▸ **Task requirements**
To complete the exercise, write out all the data exactly.

▸ **Provided entries**
___
PR #7958, opened 2024-12-22
Skip sstore gas metering read for system tx

benaadams:
## Changes

- Skip read in SSTORE for Beacon Root tx (happens very early in block and prewarming isn't quite fast enough)
- Move prewarming a bit earlier
- Add both Storage slots to Beacon Root access list (trie fill is still needed for the commit)

Before

image

After
image

- [x] Optimization

#### Requires testing

- [x] No

### DIFF
--- a/src/Nethermind/Nethermind.Blockchain/BeaconBlockRoot/BeaconBlockRootHandler.cs
+++ b/src/Nethermind/Nethermind.Blockchain/BeaconBlockRoot/BeaconBlockRootHandler.cs
@@ -20,6 +20,8 @@ public class BeaconBlockRootHandler(ITransactionProcessor processor, IWorldState
 
     public (Address? toAddress, AccessList? accessList) BeaconRootsAccessList(Block block, IReleaseSpec spec, bool includeStorageCells = true)
     {
+        const int HistoryBufferLength = 8191;
+
         BlockHeader? header = block.Header;
         bool canInsertBeaconRoot = spec.IsBeaconBlockRootAvailable
                                   && !header.IsGenesis
@@ -39,7 +41,13 @@ public class BeaconBlockRootHandler(ITransactionProcessor processor, IWorldState
 
         if (includeStorageCells)
         {
-            builder.AddStorage(block.Timestamp % 8191);
+            // https://eips.ethereum.org/EIPS/eip-4788
+            // Set the storage value at header.timestamp % HISTORY_BUFFER_LENGTH to be header.timestamp
+            UInt256 slotIndex = block.Timestamp % HistoryBufferLength;
+            builder.AddStorage(in slotIndex);
+            // Set the storage value at header.timestamp % HISTORY_BUFFER_LENGTH + HISTORY_BUFFER_LENGTH to be calldata[0:32]
+            slotIndex += HistoryBufferLength;
+            builder.AddStorage(in slotIndex);
         }
 
         return (eip4788ContractAddress, builder.Build());
@@ -65,7 +73,16 @@ public class BeaconBlockRootHandler(ITransactionProcessor processor, IWorldState
 
             transaction.Hash = transaction.CalculateHash();
 
-            processor.Execute(transaction, header, tracer);
+            // Skip reads in SSTORE for calculating gas cost
+            spec.IsSystemTransaction = true;
+            try
+            {
+                processor.Execute(transaction, header, tracer);
+            }
+            finally
+            {
+                spec.IsSystemTransaction = false;
+            }
         }
     }
 }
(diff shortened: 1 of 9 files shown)


benaadams:
Chain size failure https://github.com/NethermindEth/nethermind/pull/7959

src/Nethermind/Nethermind.Blockchain/BeaconBlockRoot/BeaconBlockRootHandler.cs
```diff
@@ -39,7 +41,14 @@ public class BeaconBlockRootHandler(ITransactionProcessor processor, IWorldState
...
         {
-            builder.AddStorage(block.Timestamp % 8191);
+            // https://eips.ethereum.org/EIPS/eip-4788
+            // Set the storage value at header.timestamp % HISTORY_BUFFER_LENGTH to be header.timestamp
+            ulong slotIndex = header.Timestamp % HistoryBufferLength;
+            UInt256 slot256 = slotIndex;
+            builder.AddStorage(in slot256);
+            // Set the storage value at header.timestamp % HISTORY_BUFFER_LENGTH + HISTORY_BUFFER_LENGTH to be calldata[0:32]
+            slot256 = slotIndex + HistoryBufferLength;
+            builder.AddStorage(in slot256);
```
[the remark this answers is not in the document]
benaadams: Spec doesn't mention Access Lists; no gas is charged 30M should be enough for x2 SSTOREs

Spec is actually more wild and says

> Clients may decide to omit an explicit EVM call and directly set the storage values. Note: While this is a valid optimization for Ethereum mainnet, it could be problematic on non-mainnet situations in case a different contract is used.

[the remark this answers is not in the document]
LukaszRozmej: @MarekM25 ?

src/Nethermind/Nethermind.Consensus/Processing/BlockProcessor.cs
```diff
@@ -107,44 +108,51 @@ the previous head state.*/
                 preWarmTask = null;
                 WaitForCacheClear();
                 Block suggestedBlock = suggestedBlocks[i];
-                if (blocksCount > 64 && i % 8 == 0)
-                {
-                    if (_logger.IsInfo) _logger.Info($"Processing part of a long blocks branch {i}/{blocksCount}. Block: {suggestedBlock}");
```
MarekM25, line 112: This log was helpful in determining that something went seriously wrong in the past :D

src/Nethermind/Nethermind.Core/Specs/IReleaseSpec.cs
```diff
@@ -419,5 +419,10 @@ public interface IReleaseSpec : IEip1559Spec, IReceiptSpec
         bool IsAuthorizationListEnabled => IsEip7702Enabled;
 
         public bool RequestsEnabled => ConsolidationRequestsEnabled || WithdrawalRequestsEnabled || DepositsEnabled;
+
+        /// <summary>
+        /// Skip read in SSTORE for calculating gas cost as not charged
+        /// </summary>
+        bool IsSystemTransaction { get; }
```
MarekM25, line 426: Looks weird, this is added to ReleaseSpec and the field seems to be referenced to Transaction object

src/Nethermind/Nethermind.Blockchain/BeaconBlockRoot/BeaconBlockRootHandler.cs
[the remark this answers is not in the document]
MarekM25: hmmm I think some chains use a different implementation of this contract, so not sure if we should add anything besides just calling sys call

LukaszRozmej (approved):

src/Nethermind/Nethermind.Core/Specs/IReleaseSpec.cs
LukaszRozmej: I agree this is a bit weird way of passing that information and is not universal

LukaszRozmej (commented):
Could we avoid `ReleaseSpec` changes?

src/Nethermind/Nethermind.Consensus/Processing/BlockProcessor.cs
benaadams: Was just moved down

benaadams:
> Could we avoid `ReleaseSpec` changes?

Is hard to get that info inside SStore otherwise though 🤔

LukaszRozmej:
> > Could we avoid `ReleaseSpec` changes?
> 
> Is hard to get that info inside SStore otherwise though 🤔

Maybe BlockExecutionContext?

benaadams:
Closing in favour of https://github.com/NethermindEth/nethermind/pull/8415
___
▸ **Your solution**
PR #7958, opened 2024-12-22
Skip sstore gas metering read for system tx

benaadams:
## Changes

- Skip read in SSTORE for Beacon Root tx (happens very early in block and prewarming isn't quite fast enough)
- Move prewarming a bit earlier
- Add both Storage slots to Beacon Root access list (trie fill is still needed for the commit)

Before

image

After
image

- [x] Optimization

#### Requires testing

- [x] No

### DIFF
--- a/src/Nethermind/Nethermind.Blockchain/BeaconBlockRoot/BeaconBlockRootHandler.cs
+++ b/src/Nethermind/Nethermind.Blockchain/BeaconBlockRoot/BeaconBlockRootHandler.cs
@@ -20,6 +20,8 @@ public class BeaconBlockRootHandler(ITransactionProcessor processor, IWorldState
 
     public (Address? toAddress, AccessList? accessList) BeaconRootsAccessList(Block block, IReleaseSpec spec, bool includeStorageCells = true)
     {
+        const int HistoryBufferLength = 8191;
+
         BlockHeader? header = block.Header;
         bool canInsertBeaconRoot = spec.IsBeaconBlockRootAvailable
                                   && !header.IsGenesis
@@ -39,7 +41,13 @@ public class BeaconBlockRootHandler(ITransactionProcessor processor, IWorldState
 
         if (includeStorageCells)
         {
-            builder.AddStorage(block.Timestamp % 8191);
+            // https://eips.ethereum.org/EIPS/eip-4788
+            // Set the storage value at header.timestamp % HISTORY_BUFFER_LENGTH to be header.timestamp
+            UInt256 slotIndex = block.Timestamp % HistoryBufferLength;
+            builder.AddStorage(in slotIndex);
+            // Set the storage value at header.timestamp % HISTORY_BUFFER_LENGTH + HISTORY_BUFFER_LENGTH to be calldata[0:32]
+            slotIndex += HistoryBufferLength;
+            builder.AddStorage(in slotIndex);
         }
 
         return (eip4788ContractAddress, builder.Build());
@@ -65,7 +73,16 @@ public class BeaconBlockRootHandler(ITransactionProcessor processor, IWorldState
 
             transaction.Hash = transaction.CalculateHash();
 
-            processor.Execute(transaction, header, tracer);
+            // Skip reads in SSTORE for calculating gas cost
+            spec.IsSystemTransaction = true;
+            try
+            {
+                processor.Execute(transaction, header, tracer);
+            }
+            finally
+            {
+                spec.IsSystemTransaction = false;
+            }
         }
     }
 }
(diff shortened: 1 of 9 files shown)


benaadams:
Chain size failure https://github.com/NethermindEth/nethermind/pull/7959

src/Nethermind/Nethermind.Blockchain/BeaconBlockRoot/BeaconBlockRootHandler.cs
```diff
@@ -39,7 +41,14 @@ public class BeaconBlockRootHandler(ITransactionProcessor processor, IWorldState
...
         {
-            builder.AddStorage(block.Timestamp % 8191);
+            // https://eips.ethereum.org/EIPS/eip-4788
+            // Set the storage value at header.timestamp % HISTORY_BUFFER_LENGTH to be header.timestamp
+            ulong slotIndex = header.Timestamp % HistoryBufferLength;
+            UInt256 slot256 = slotIndex;
+            builder.AddStorage(in slot256);
+            // Set the storage value at header.timestamp % HISTORY_BUFFER_LENGTH + HISTORY_BUFFER_LENGTH to be calldata[0:32]
+            slot256 = slotIndex + HistoryBufferLength;
+            builder.AddStorage(in slot256);
```
[the remark this answers is not in the document]
benaadams: Spec doesn't mention Access Lists; no gas is charged 30M should be enough for x2 SSTOREs

Spec is actually more wild and says

> Clients may decide to omit an explicit EVM call and directly set the storage values. Note: While this is a valid optimization for Ethereum mainnet, it could be problematic on non-mainnet situations in case a different contract is used.

[the remark this answers is not in the document]
LukaszRozmej: @MarekM25 ?

src/Nethermind/Nethermind.Consensus/Processing/BlockProcessor.cs
```diff
@@ -107,44 +108,51 @@ the previous head state.*/
                 preWarmTask = null;
                 WaitForCacheClear();
                 Block suggestedBlock = suggestedBlocks[i];
-                if (blocksCount > 64 && i % 8 == 0)
-                {
-                    if (_logger.IsInfo) _logger.Info($"Processing part of a long blocks branch {i}/{blocksCount}. Block: {suggestedBlock}");
```
MarekM25, line 112: This log was helpful in determining that something went seriously wrong in the past :D

src/Nethermind/Nethermind.Core/Specs/IReleaseSpec.cs
```diff
@@ -419,5 +419,10 @@ public interface IReleaseSpec : IEip1559Spec, IReceiptSpec
         bool IsAuthorizationListEnabled => IsEip7702Enabled;
 
         public bool RequestsEnabled => ConsolidationRequestsEnabled || WithdrawalRequestsEnabled || DepositsEnabled;
+
+        /// <summary>
+        /// Skip read in SSTORE for calculating gas cost as not charged
+        /// </summary>
+        bool IsSystemTransaction { get; }
```
MarekM25, line 426: Looks weird, this is added to ReleaseSpec and the field seems to be referenced to Transaction object

src/Nethermind/Nethermind.Blockchain/BeaconBlockRoot/BeaconBlockRootHandler.cs
[the remark this answers is not in the document]
MarekM25: hmmm I think some chains use a different implementation of this contract, so not sure if we should add anything besides just calling sys call

LukaszRozmej (approved):

src/Nethermind/Nethermind.Core/Specs/IReleaseSpec.cs
LukaszRozmej: I agree this is a bit weird way of passing that information and is not universal

LukaszRozmej (commented):
Could we avoid `ReleaseSpec` changes?

src/Nethermind/Nethermind.Consensus/Processing/BlockProcessor.cs
benaadams: Was just moved down

benaadams:
> Could we avoid `ReleaseSpec` changes?

Is hard to get that info inside SStore otherwise though 🤔

LukaszRozmej:
> > Could we avoid `ReleaseSpec` changes?
> 
> Is hard to get that info inside SStore otherwise though 🤔

Maybe BlockExecutionContext?

benaadams:
Closing in favour of https://github.com/NethermindEth/nethermind/pull/8415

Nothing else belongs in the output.